Also you forgot to mention for clothing to wear something under your jeans (my
trick was sweatpants) to protect yourself from that Chicago wind whipping
through them :)

------
logfromblammo
I like the feel of Chicago, but while living there, I couldn't stand the aura
of political irresponsibility. And the city is functionally bankrupt, even if
they can't declare it as a matter of law.

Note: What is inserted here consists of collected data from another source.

PR #725, opened 2018-11-15
window.firstDay is zero based, vue2-timepickers first of of week is not

georgehrke:
`window.firstDay` is zero based, like javascript's `Date.prototype.getDay()`
vue2-timepickers's first of of week is not for whatever reason:

38365a29-7d47-4110-946d-c7f23d77675c

https://www.npmjs.com/package/vue2-datepicker


skjnldsv:
> vue2-timepickers's first of of week is not for whatever reason

Well, Javascript months starts at 0 but Datepicker starts at 1, so I'd say: 1 - 1! :grin:

PR #898, opened 2019-01-30
Add property-defined actions and populate FN if unchanged or empty 

### LINKED ISSUE #821: Displayed name field not automatically populated since vue.js
## Expected behavior
If you create a new contact and choose the "Detailed Name" property, the entered data should automatically populate the Displayed Name field as in previous versions.

## Current behavior
If you create a new contact and choose the "Detailed Name" property, the entered data is not used to populate the Displayed Name field anymore as in previous versions. The Displayed Name field stays empty and need to be manually entered too.

20190105_nc_contacts_detailed_name_not_populating_displayed_name

### Steps to reproduce
1. Open the Contacts app
2. Choose **New contact**
3. Choose **Add new property** and select **Detailed name**
4. Enter data into the **Detailed name** fields **Prefix**, **First name** and **Last name**
5. Check out the **Displaye name** field at the top of the record
-> The field is not automatically populated

#### Server Configuration
OS: Linux 3.16.50
Web server: Apache2 2.4.37
Database: MariaDB 10.2.19
PHP version: 7.2.13
Nextcloud version: 15.0.0
Contacts app version: 3.0.1

#### Client Configuration
Browser: Mozilla Firefox 64.0
Operating system: Windows 10

<bountysource-plugin>

---
Want to back this issue? **[Post a bounty on it!](https://www.bountysource.com/issues/68295669-displayed-name-field-not-automatically-populated-since-vue-js?utm_campaign=plugin&utm_content=tracker%2F46751899&utm_medium=issues&utm_source=github)** We accept bounties via [Bountysource](https://www.bountysource.com/?utm_campaign=plugin&utm_content=tracker%2F46751899&utm_medium=issues&utm_source=github).
</bountysource-plugin>

skjnldsv:
Fix #821

| Action | Auto-fill |
|:---------:|:------:|
|peek 30-01-2019 12-27|peek 30-01-2019 12-34|

### DIFF
--- a/css/Properties/Properties.scss
+++ b/css/Properties/Properties.scss
@@ -26,8 +26,8 @@ $property-value-max-width: 250px;
 .property {
 	@include generate-grid-span(1);
 	position: relative;
-	padding-right: 44px; // delete button
-	// we need this to keep the alignment of the ext and delete button
+	padding-right: 44px; // actions menu / button
+	// we need this to keep the alignment of the ext and delete/action button
 	// The flex grow will never go over those values. Therefore we can set
 	// the max width and keep the right alignment
 	max-width: $property-label-max-width + $property-value-max-width + 44px;
@@ -37,8 +37,8 @@ $property-value-max-width: 250px;
 	&--last {
 		margin-bottom: $grid-height-unit;
 	}
-	// no delete icon on addressbook selector
-	&--addressbooks &__delete {
+	// no delete/action icon on addressbook selector
+	&--addressbooks &__actions {
 		display: none !important;
 	}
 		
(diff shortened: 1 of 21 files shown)


jancborchardt:
Nice! Some details:
- The "Detailed name" header is duplicated? The second one (which is also misaligned) seems not necessary? Then the 3-dot menu can just be on the row of the heading.
- The "Delete" action should always be the very last in a menu.
- When you initially use the detailed name to fill, it auto-fills the main name field (second gif). Couldn’t that also happen on change? The "Copy to full name" action seems like unnecessary work for users?

skjnldsv:
Hey thanks :)
1. let's see that in another issue then. I could indeed need some help on this. This design have been like that for ages :see_no_evil: 
2. :+1: 
3. Well, this was a feature that was requested to be removed a lot on the previous versions. Basically in the vcard you can set the display Name and the detailed name. Those can and need to be completely independant. I can rename my wife `Wife 🥰` but still wants to keep the detailed name informations.
  This is why we have an automated step (that use the detailed name to fill the display name in some cases only:
  1. the displayName is not set
  2. the displayName is empty
  3. the displayName is still set to the default `New Contact`
  BUT if you manually want to have the same you can use the copy action. (or not use a detailed name property at all, this is allowed)

PR #945, opened 2019-02-22
Fix spelling mistake in error message

raoulbhatia:
Wrong: `The contact doesn\'t exists anymore on the server.`
Should: `The contact doesn\'t exist anymore on the server.`

This will require adaption of the translation source string.


skjnldsv:
Thanks :)

PR #1018, opened 2019-03-26
Use virtual scroller for big contacts list display performances

skjnldsv:
@fwolfst could you try this build? It should drastically improve the rendering and usability of the contacts list with lots of entries :)
[contacts.tar.gz](https://github.com/nextcloud/contacts/files/3009159/contacts.tar.gz)

### DIFF
--- a/css/ContactsList.scss
+++ b/css/ContactsList.scss
@@ -33,3 +33,14 @@
 	transform: rotate(180deg);
 	margin-top: 44px; // under the show navigation button
 }
+
+
+// Virtual scroller overrides
+.vue-recycle-scroller{
+	position: sticky !important;
+}
+
+.vue-recycle-scroller__item-view {
+	// same as app-content-list-item
+	height: 68px;
+}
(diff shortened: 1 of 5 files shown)


fwolfst:
Unfortunately I dont have a staging copy up yet and if I throw it in the production setup it wants me to run updates. I guess there is some trick to overcome it (fake the version number?). Or does it indeed need to run an update step due to the changed js-package dependencies? If so, I might not be able to do a quick test within the next dozens of hours - i unfortunately do not have an automatic staging setup-setup.

skjnldsv:
> Unfortunately I dont have a staging copy up yet and if I throw it in the production setup it wants me to run updates. I guess there is some trick to overcome it (fake the version number?). Or does it indeed need to run an update step due to the changed js-package dependencies? If so, I might not be able to do a quick test within the next dozens of hours - i unfortunately do not have an automatic staging setup-setup.

I indeed increased he version number to trigger a cache clear (harmless, but this is usually better to make sure cache issues are out of the way)
If this is a production instance and you're not the only one on it, I'd advise against testing it then.
If you're alone, it won't change anything nor trigger database changes. You can edit the appinfo/info.xml file and set it back to 3.0.5 if you don't want to trigger an update :)

PR #1024, opened 2019-03-29
Allow to pick avatar from files + use modal

### LINKED ISSUE #106: Allow assignment of images already in Nextcloud as contact photos

skjnldsv:
Fix #106
Capture d’écran_2019-03-29_10-55-09
Capture d’écran_2019-03-29_10-55-27

@jancborchardt

### DIFF
--- a/css/ContactDetailsAvatar.scss
+++ b/css/ContactDetailsAvatar.scss
@@ -84,9 +84,16 @@
 	}
 }
 
-.contact-header-modal__photo {
+.contact-header-modal {
 	.modal-container {
-		display: flex;
+		display: flex !important;
+		align-items: center;
+		justify-content: center;
+		.contact-header-modal__photo {
+			// animate zooming/resize
+			transition: height 100ms ease,
+				width 100ms ease;
+		}
 	}
 }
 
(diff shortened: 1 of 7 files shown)


jancborchardt:
@skjnldsv this one was hiding somewhere :D sorry for late reply:

- Loooks soooo great! Much better than the icons without labels we had before. You rock!
- The popovers should be centered (for the one in the viewer, should be to the right as far as possible with some whitespace, just like the user dropdown is). :) The left-alignment looks strange. ;)

skjnldsv:
@jancborchardt I think I remember, but did we not wanted to actually set the popover to center as default? :thinking:

jancborchardt:
@skjnldsv yes, you’re right! It definitely also seems that one of my most given feedbacks on popovers were to center them. :D So seems a good call to make that default.

skjnldsv:
Let's do that on the components then :)

PR #1054, opened 2019-04-09
UI: Contact List: fix delete-icon position

rponline:
| Before | After |
|---|---|
| image | image |

### DIFF
--- a/css/ContactsListItem.scss
+++ b/css/ContactsListItem.scss
@@ -24,6 +24,10 @@
 	transition: left 200ms;
 }
 
+.app-content-list-item-text {
+    flex-grow: 1;
+}
+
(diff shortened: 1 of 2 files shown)


skjnldsv:
Sorry, this design is not meant to be changed on contacts. :)
This is part of our design standards: https://docs.nextcloud.com/server/latest/developer_manual/design/list.html

rponline:
Hmm, ok, still feels wrong from a visual perspective, but thank you for pointing out the design standards!

skjnldsv:
@rponline you can still suggest applying the fix to nextcloud/server :)
But it should not require a html layout change. Css tricks only :grin:

PR #1055, opened 2019-04-09
Avoid qrcode getting cropped

rponline:
increase image width for better scanning

remove height to avoid white padding over and under qrcode
(modal box uses the height for content size, but css resize gets ignored)

| Before | After |
|---|---|
| Screen Shot 2019-04-09 at 15 29 27 | Screen Shot 2019-04-09 at 15 28 46 |


skjnldsv:
Thanks for all you've been doing lately @rponline :hugs:

PR #1264, opened 2019-09-14
Add TZ & LANG

### LINKED ISSUE #1048: Support Timezone and Language
Currently, the following two properties, specified by both vCard 3 and vCard 4 are not exposed:

**Language** 'LANG' property
Which sets the language(s) used by the contact.

**Timezone** 'TZ' property
Which sets the usual timezone of a contact.

This is particularly useful for the many Users who have international friends or colleagues to ensure contact is timely.

<bountysource-plugin>

---
Want to back this issue? **[Post a bounty on it!](https://www.bountysource.com/issues/72558684-support-timezone-and-language?utm_campaign=plugin&utm_content=tracker%2F46751899&utm_medium=issues&utm_source=github)** We accept bounties via [Bountysource](https://www.bountysource.com/?utm_campaign=plugin&utm_content=tracker%2F46751899&utm_medium=issues&utm_source=github).
</bountysource-plugin>

skjnldsv:
Fix #1048


skjnldsv:
Please review :D

skjnldsv:
ping !

georgehrke:
My request to ask for TZ and LANG was a bit selfish, because i would like to use it for the calendar app. Whenever selecting a contact as an attendee, the invitation email should automatically use the contacts language and also show the time and the attendees' local timezone.

As i already mentioned at Nc conf, i would just offer the same list of languages we do in the server.
If we allow the user to enter a language, they will most likely enter stuff like "Deutsch" or "Français", which will be a tremendous pain for us to parse and map to the list of languages that we ship.

Offering that list of languages will provide a big advantage and i personally don't see the need to offer the user to enter every silly dialect that's spoken in whatever village with 5 people living there.

skjnldsv:
Okay :)
Shall I auto match the first prefix of a language tag?

If it's set to fr-ca-xx-xxx-x-x-x, I match  with fr?
But if you change it would just set 'fr' !

georgehrke:
Sounds like a good plan to me :)

skjnldsv:
@tcitworld we should maybe update our server list with transifex data?
https://github.com/transifex/transifex/blob/master/transifex/languages/fixtures/all_languages.json

tcitworld:
Server has locales list (we need the differences for number and time formatting for instance), these one contain only languages.

skjnldsv:
I don't get your message @tcitworl :p

skjnldsv:
Done @georgehrke :)
I need to create a model for each rfc object so I can document and be a little more clean, but that will do for now!

associated matchings:
``` php
fr			=> fr
fr-fr		=> fr-fr
fr_fr		=> fr-fr
fr-fr-*		=> fr
```

tcitworld:
> I don't get your message @tcitworld :p

My bad, didn't get a good look at the Transifex file.

PR #1307, opened 2019-10-17
Make the work profile the default one when adding Contacts

GretaD:


lib/Controller/PageController.php
```diff
@@ -38,16 +39,20 @@ class PageController extends Controller {
 
 	/** @var IFactory */
 	private $languageFactory;
+	/** @var IConfig */
+	private  $config;
 
 	public function __construct(string $AppName,
 								IRequest $request,
+								IConfig $config,
```
nickvergessen: > 1) OCA\Contacts\Controller\PageControllerTest::testIndex
> 
> TypeError: Argument 3 passed to OCA\Contacts\Controller\PageController::__construct() must implement interface OCP\IConfig, instance of Mock_IFactory_a554ddad given, called in /home/travis/build/nextcloud/core/apps/contacts/tests/unit/Controller/PageControllerTest.php on line 58

You need to adjust the test aswell

GretaD: right! :)

src/models/rfcProps.js
```diff
@@ -27,6 +27,7 @@ import ActionCopyNtoFN from '../components/Actions/ActionCopyNtoFN'
 import ActionToggleYear from '../components/Actions/ActionToggleYear'
 import zones from './zones'
 
+const defaultProfileState = loadState('contacts', 'defaultProfile')
```
skjnldsv: Could you add a little comment here to explain what we're doing, so that anyone reading this will understand what it's exactly :)

nickvergessen:
Phone is still defaulting to `HOME`
https://github.com/nextcloud/contacts/blob/cd2e1edef4632fc40542a730e84f9ac26f995d50/src/models/rfcProps.js#L185-L188

src/models/rfcProps.js
```diff
@@ -182,7 +184,7 @@ const properties = {
 		default: true,
 		defaultValue: {
 			value: '',
-			type: ['HOME', 'VOICE']
+			type: [defaultProfileState]
```
nickvergessen: Not the expert, but maybe:
```suggestion
			type: [defaultProfileState, 'VOICE']
```

GretaD: right, my bad :)

skjnldsv: This is tricky, but yes!
Though only `WORK,VOICE` and `HOME,VOICE` are really commonly used here. :)
Should be good for now!

PR #1393, opened 2020-01-04
Use correct syntax for vCard version when saving

### LINKED ISSUE #1312: contact photo not synced due to changed PHOTO value
## Expected behavior
An uploaded contact photo should be stored so that it can correctly been synced e.g. with DAVx5.

## Current behavior
Newly uploaded contact photos are not synced anymore, due to a different syntax used for the PHOTO value. Unfortunately I don't know if DAVx5 is lacking support of this syntax or if it is a problem within Nextcloud.

(1) - Working syntax: `PHOTO;ENCODING=b;TYPE=JPEG:/9j/4AAQSkZJRgA ...`

(2) - Failing syntax: `PHOTO;ENCODING=b;TYPE=jpeg;VALUE=URI:/9j/4AAQSkZJRgAB ...`

## Steps to reproduce
1. Open the contacts app
2. select a contact and upload a photo.
3. check the used CardDAV syntax by exporting a vcf file.
4. force a contact sync in DAVx5
**-> the photo is not synced (2)**

### Cross-check
1. Open Thunderbird (v68.2.0) with activated CardBook (v42.9) add-in
2. select a contact and upload a photo.
3. check the used CardDAV syntax by exporting a vcf file from within the Nextcloud contacts app
4. force a contact sync in DAVx5
**-> the photo is synced (1)**

#### Server Configuration
OS: Linux 3.16.74
Web server: Apache2 2.4.41
Database: MariaDB 10.2.24
PHP version: 7.3.10
Nextcloud version: 17.0.0
Contacts app version: 3.1.6

#### Client Configuration
Browser: Mozilla Firefox 70.0
Operating system: Windows 10

hanzi:
This changes the API used for serialising the vCard object into a string.

The previous method called `ical.stringify` on the underlying jCal object directly, which would always use vCard 4.x syntax regardless of the actual version used in the object.

If the vCard was still in 3.0 format, that would lead to invalid syntax being used. While clients seem to tolerate this most of the time, it breaks DAVx5 photo import.

Here's how the new call is being implemented in ical.js:
https://github.com/mozilla-comm/ical.js/blob/master/lib/ical/component.js#L487

fixes #1312

### DIFF
--- a/src/services/updateDesignSet.js
+++ b/src/services/updateDesignSet.js
@@ -49,6 +49,24 @@ const setLabelAsSingleValue = () => {
 }
 
 /**
+ * Prevents ical.js from adding 'VALUE=PHONE-NUMBER' in vCard 3.0.
+ * While not wrong according to the RFC, there's a bug in sabreio/vobject (used
+ * by Nextcloud Server) that prevents saving vCards with this parameters.
+ *
+ * @link https://github.com/nextcloud/contacts/pull/1393#issuecomment-570945735
+ *
+ * @returns {Boolean} Whether or not the design set has been altered.
+ */
+const removePhoneNumberValueType = () => {
+	if (ICAL.design.vcard3.property.tel) {
+		delete ICAL.design.vcard3.property.tel
+		return true
+	}
+
+	return false
+}
+
+/**
  * Some clients group properties by naming them something like 'ITEM1.URL'.
  * These should be treated the same as their original (i.e. 'URL' in this
  * example), so we iterate through the vCard to find these properties and
@@ -82,6 +100,7 @@ export default function(vCard) {
 	let madeChanges = false
 
 	madeChanges |= setLabelAsSingleValue()
+	madeChanges |= removePhoneNumberValueType()
 	madeChanges |= addGroupedProperties(vCard)
 
 	return madeChanges
--- a/src/store/contacts.js
+++ b/src/store/contacts.js
@@ -330,7 +330,7 @@ const actions = {
 		rev.fromUnixTime(Date.now() / 1000)
 		contact.rev = rev
 
-		const vData = ICAL.stringify(contact.vCard.jCal)
+		const vData = contact.vCard.toString()
 
 		// if no dav key, contact does not exists on server
 		if (!contact.dav) {


hanzi:
Ok, this is annoying. While testing something else, I noticed an issue with this fix:

When saving a vCard in 3.0 format, ical.js adds `VALUE=PHONE-NUMBER` to `TEL` properties, at least sometimes. So a phone number would look like this:

```
TEL;TYPE=HOME;VALUE=PHONE-NUMBER:+123456789
```

According to the RFC this is correct, but our DAV backend doesn't recognise this value type and throws an error instead. I filed a PR for that (sabre-io/vobject#486) but even if this was merged, tagged and included in Nextcloud as soon as possible, older Nextcloud versions would still be broken. From what I understand, the Contacts app could be updated independently from Nextcloud, so that's a no-no.

@skjnldsv What would be your preferred way to deal with this?

The issue is with this line here: https://github.com/mozilla-comm/ical.js/blob/master/lib/ical/design.js#L830

The RFC doesn't actually require the value to be explicitely set, so if we patch the vCard 3 design set simliarly to what I've done in #1394 (something like `delete ICAL.design.vcard3.property.tel` in this case) would work around this problem.

An alternative would be to build a dedicated check that fixes these cases by explicitely making the value type `URI`. That doesn't actually conform to the vCard 3.0, but that's what we've been generating so far anyway and it seems to work with all relevant clients.

skjnldsv:
Wow, well done!!
I was always wondering why the heck the lib was behaving this way!!! :hugs: 

I couldn't figure it out and ran out ot time for contacts with other projects :)


> According to the RFC this is correct, but our DAV backend doesn't recognise this value type and throws an error instead. I filed a PR for that ([sabre-io/vobject#486](https://github.com/sabre-io/vobject/pull/486)) but even if this was merged, tagged and included in Nextcloud as soon as possible, older Nextcloud versions would still be broken

We can backport it then.
Let's add this and make our backend properly compliant :)
Alternatively, we could also indeed patch the lib.
I'm not sure `VALUE=PHONE-NUMBER` adds anything to our vcards. Especially considering no other vcard manager does it (apple, android, outlook, windows...)

So let's still add this to our backend for compatibility, 
But patch the lib like you suggested.
(But I would create a dedicated js file for all those patches, not in the contacts model. This would greatly help understanding the code) :+1:

skjnldsv:
And thanks a lot @hanzi! This is awesome work!! :D

hanzi:
> We can backport it then.
> Let's add this and make our backend properly compliant :)

I agree, that would be preferable.

But since sabre-io/vobject is a dependency of nextcloud/server we cannot rely on the backend having been fixed already: The user might use a fixed version of Contacts with an older version of Nextcloud Server. So this workaround is still necessary.

Anyway, I included the design set fix. Had no further issues with phone numbers while testing.

PR #2085, opened 2021-02-22
use all email addresses for gravatar search

### LINKED ISSUE #2084: gravatar profile is only taken from first mail entry
if there are multiple email addresses, the gravatar is only searched for the first entry. In case the first address does not have a gravatar, no picture is downloaded - even if the second address has one.

call-me-matt:
fixes #2084

### DIFF
--- a/lib/Service/SocialApiService.php
+++ b/lib/Service/SocialApiService.php
@@ -216,7 +216,6 @@ class SocialApiService {
 						break;
 					}
 				} catch (\Exception $e) {
-					return $e;
 				}
 			}
 


skjnldsv (approved):

Mannshoch:
I found this in the Changelog. Is it possible to deactivate Gravatar search? I do not wish to expose my address book to Gravatar.

call-me-matt:
No worries, this feature is deactivated by default. As admin, you can even disallow your users to make use of it (in the admin settings).
And by the way: even if you chose to fetch avatars from gravatar, you only transmit a hash of the email addresses.

Mannshoch:
Ah, good, thank you for the hint. 

Sorry but I do nod allow using Gravatar. Even it is only a Hash. Gravatar knows where this mail is used, so it has a network of website you visited and may could compare it with other. 
If I understand it right, in the Contact app, you upload a hash of all contacts in several address book you have. In this case you allow Gravatar to track mail addresses that not itself opt-in getting tracked by Gravatar. If Gravatar in any case is able to detect the mail address behind the hash. e.g. by intelligent brute force >>{BRUTEFORCE}@{COMMON-MAIL-DOMAIN<< your whole Internet live is known by them.
I'm may be able to decide if I wish be tracked for my mail address (I don't wish) but I'm not able to do it for people in my address book.

PR #2099, opened 2021-03-04
Fix codecov token

skjnldsv:


ChristophWurst (approved):

skjnldsv:
Doesn't seems to work though, I need to find the time to look at this

Issue #2245, opened 2021-06-03
Explanatory Circles text also directly in nav as empty content


jancborchardt:
Right now we show this helpful Circles explanatory text, but only as soon as you add a new circle:
![circles](https://user-images.githubusercontent.com/925062/120658789-085e6d80-c486-11eb-9ac7-2ab23e48c9c1.png)

We could show that first paragraph also below the "Circles" heading in the navigation. If it’s an issue with space, we could only show it when there are no Circles yet.

skjnldsv:
![dev skjnldsv com_apps_contacts_All%20contacts_466823ea-ff34-441e-b274-e42e92c44bb6_contacts](https://user-images.githubusercontent.com/14975046/120755040-be20cf00-c50d-11eb-9198-6b6663513903.png)

PR #2250, opened 2021-06-04
Show explanatory description on empty circles list

skjnldsv:
Fix https://github.com/nextcloud/contacts/issues/2245

image


skjnldsv:
Maybe the icon and title is too much, a simple `<p>` would suffice?

PR #2265, opened 2021-06-07
Fix new circle disabled button

skjnldsv:


mejo- (approved):
Perfect. Just tested and indeed it fixes the described problem!

PR #2283, opened 2021-06-14
Fix renaming a circle

mejo-:
So far, attempts to rename a circle resulted in the circle description
being changed instead.

Also don't set `loadingDescription` to true while updating the circle
name.

### DIFF
--- a/src/components/CircleDetails.vue
+++ b/src/components/CircleDetails.vue
@@ -34,17 +34,19 @@
 			</template>
 
 			<!-- display name -->
-			<input
-				slot="title"
-				v-model="circle.displayName"
-				:readonly="!circle.isOwner"
-				:placeholder="t('contacts', 'Circle name')"
-				type="text"
-				autocomplete="off"
-				autocorrect="off"
-				spellcheck="false"
-				name="displayname"
-				@input="onNameChangeDebounce">
+			<template #title>
+				<input
+					v-model="circle.displayName"
+					:readonly="!circle.isOwner"
+					:placeholder="t('contacts', 'Circle name')"
+					type="text"
+					autocomplete="off"
+					autocorrect="off"
+					spellcheck="false"
+					name="displayname"
+					@input="onNameChangeDebounce">
+				<div v-if="loadingName" class="circle-name__loader icon-loading-small" />
+			</template>
 
 			<!-- org, title -->
 			<template v-if="!circle.isOwner" #subtitle>
@@ -142,6 +144,7 @@ export default {
 	data() {
 		return {
 			loadingDescription: false,
+			loadingName: false,
 		}
 	},
 
@@ -196,11 +199,14 @@ export default {
 			this.onNameChange(event.target.value)
 		}, 500),
 		async onNameChange(name) {
+			this.loadingName = true
 			try {
 				await editCircle(this.circle.id, CircleEdit.Name, name)
 			} catch (error) {
 				console.error('Unable to edit circle name', name, error)
 				showError(t('contacts', 'An error happened during name sync'))
+			} finally {
+				this.loadingName = false
 			}
 		},
 	},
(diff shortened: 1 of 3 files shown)


src/components/CircleDetails.vue
```diff
@@ -192,18 +192,15 @@ export default {
 			}
 		},
 
-		onDisplayNameChangeDebounce: debounce(function(event) {
-			this.onDisplayNameChange(event.target.value)
+		onNameChangeDebounce: debounce(function(event) {
+			this.onNameChange(event.target.value)
 		}, 500),
-		async onDisplayNameChange(description) {
-			this.loadingDescription = true
```
skjnldsv, line 199: Right, probably a copy/paste leftover :)
Would you mind adding a loading indicator next to the title then?

src/services/circles.d.ts
```diff
@@ -24,9 +24,9 @@ interface MemberPairs {
     id: string;
     type: MemberType;
 }
-declare type CircleEditType = 'displayName' | 'description' | 'settings' | 'config';
+declare type CircleEditType = 'name' | 'description' | 'settings' | 'config';
 export declare enum CircleEdit {
-    DisplayName = "displayName",
+    Name = "displayName",
```
skjnldsv, line 29:
```suggestion
    Name = "name",
```

src/services/circles.ts
```diff
@@ -28,9 +28,9 @@ interface MemberPairs {
 	type: MemberType
 }
 
-type CircleEditType = 'displayName' | 'description' | 'settings' | 'config'
+type CircleEditType = 'name' | 'description' | 'settings' | 'config'
 export enum CircleEdit {
-	DisplayName = 'displayName',
+	Name = 'displayName',
```
skjnldsv, line 33:
```suggestion
	Name = 'name',
```

src/services/circles.d.ts
mejo-: That would require the circles route to change first. But as @daita already planned to do it, let's do it now ;)

I just opened https://github.com/nextcloud/circles/pull/619

src/components/CircleDetails.vue
mejo-: Sure, I could do that. But that would have to go to component `DetailsHeader`, as that's the one used to display the circle name field. You don't have a loading indicator there yet, not for contacts title either.

Shall I add a generic loading indicator to `DetailsHeader` and make `CircleDetails` use that one? If so, where would you place it? Left to the title/name input field looks very odd on big screens as the input field takes the full width per default. Another option would be to display it instead of (or as overlay over) the avatar.

Anyway, probably that change should go into a separate PR, no?

mejo-: I certainly meant "right to the title/name input field looks very odd" above :wink:

skjnldsv: I would just use the `title` slot as well

mejo-: Ok, that's the least invasive solution :)

I'm a bit unsure where to place the loading spinner design-wise. Just show it instead of the name field? Or in an overlay over the name field and place it there on the left?

skjnldsv: show it after the input?

mejo-:
>show it after the input?

As written earlier, the problem here is that the input field takes the whole width, which results in the loading indicator being placed at the very right end of your screen. That looks odd on large screens.

mejo-:
> As written earlier, the problem here is that the input field takes the whole width, which results in the loading indicator being placed at the very right end of your screen. That looks odd on large screens.

Here's a screenshot, how it would look like on my screen:

2021-06-15T10:45:56,723495815+02:00

src/components/CircleDetails.vue
mejo-: Ok, after playing around a bit and realizing that I don't know a better solution, I ended up adding the loading indicator after the input field now :)

mejo-:
Alright, PR should be ready to merge now :slightly_smiling_face:

mejo-:
I just rebased on latest master.

PR #2295, opened 2021-06-21
Support population count

skjnldsv:
ref https://github.com/nextcloud/circles/pull/633/


ArtificialOwl:
not looking at the code, but at the result, and it looks good

image

ArtificialOwl (approved):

Nobody should move to a city that sells off its capital to pay for operating
expenses. Nobody who lives there should support any incumbent officer that
went along with it.

Touting affordability in an artificially restricted, un-enumerated class
sounds like starving vampires desperately advertising for new blood. Chicago's
nice, but it is surrounded by cities that are more attractive in terms of
fiscal stability: Minneapolis/St. Paul, Madison, Milwaukee, St. Louis,
Indianapolis. And Toronto, Detroit, Cleveland, Columbus, Cincinnati,
Louisville, and Pittsburgh are all in the same metropolitan aggregate, with
similar cultures.

I really want Chicago to be better than it is. I'm not sure that Illinois can
make it in the long run without amending the home rule exceptions for Chicago
out of its constitution. It gave the Chicago Political Machine (read _Boss_ by
Mike Royko, if you haven't already) its own playground and has driven a
gigantic wedge between the city and the entire rest of the state.

------
aantix
I love Chicago. I've visited most of the major cities in the U.S. and Chicago
is the only one that seems comparable to NYC's historic, big city feel.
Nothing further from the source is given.